PROBLEM:
Only the number is needed. Please count the lines below in which the word "import" occurs.

DATA:
PR #146, opened 2021-03-22
Drop Python 3.5 support and update CI

MuellerSeb:
Python 3.5 had its EOL in September 2020 and Ubuntu 16.04 LTS (where Python 3.5 was installed by default) has its End of Standard Support in April 2021. Let's drop support now.

Changes:
- Use `ModuleNotFoundError` when version file could not be found (was not present in py35)
- remove metaclass hack for py35 in `CovModel`
- Use new Github action for `cibuildwheel`
- update setup requirement versions for wheels built: `numpy==1.19.* cython==0.29.*`
- pin version for pypi gh-action

### DIFF
--- a/gstools/covmodel/base.py
+++ b/gstools/covmodel/base.py
@@ -24,7 +24,6 @@ from gstools.tools.geometric import (
     pos2latlon,
 )
 from gstools.covmodel.tools import (
-    InitSubclassMeta,
     _init_subclass,
     set_opt_args,
     set_len_anis,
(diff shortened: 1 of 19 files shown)


MuellerSeb:
Windows wheels still failing because https://github.com/GeoStat-Framework/GSTools/pull/147 is not yet merged.

gstools/covmodel/base.py
```diff
@@ -47,7 +46,7 @@
 HANKEL_DEFAULT = {"a": -1, "b": 1, "N": 200, "h": 0.001, "alt": True}
 
 
-class CovModel(metaclass=InitSubclassMeta):
+class CovModel(metaclass=type):
```
MuellerSeb, line 49: @LSchueler is this the way to do it correctly?

MuellerSeb: OK, metaclass was now redundant. We needed this, since `__init_subclass__` was added in py36: https://docs.python.org/3/reference/datamodel.html#object.__init_subclass__

LSchueler (approved):
Bye bye annoying Py3.5 and welcome f-strings!!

RESPONSE:
2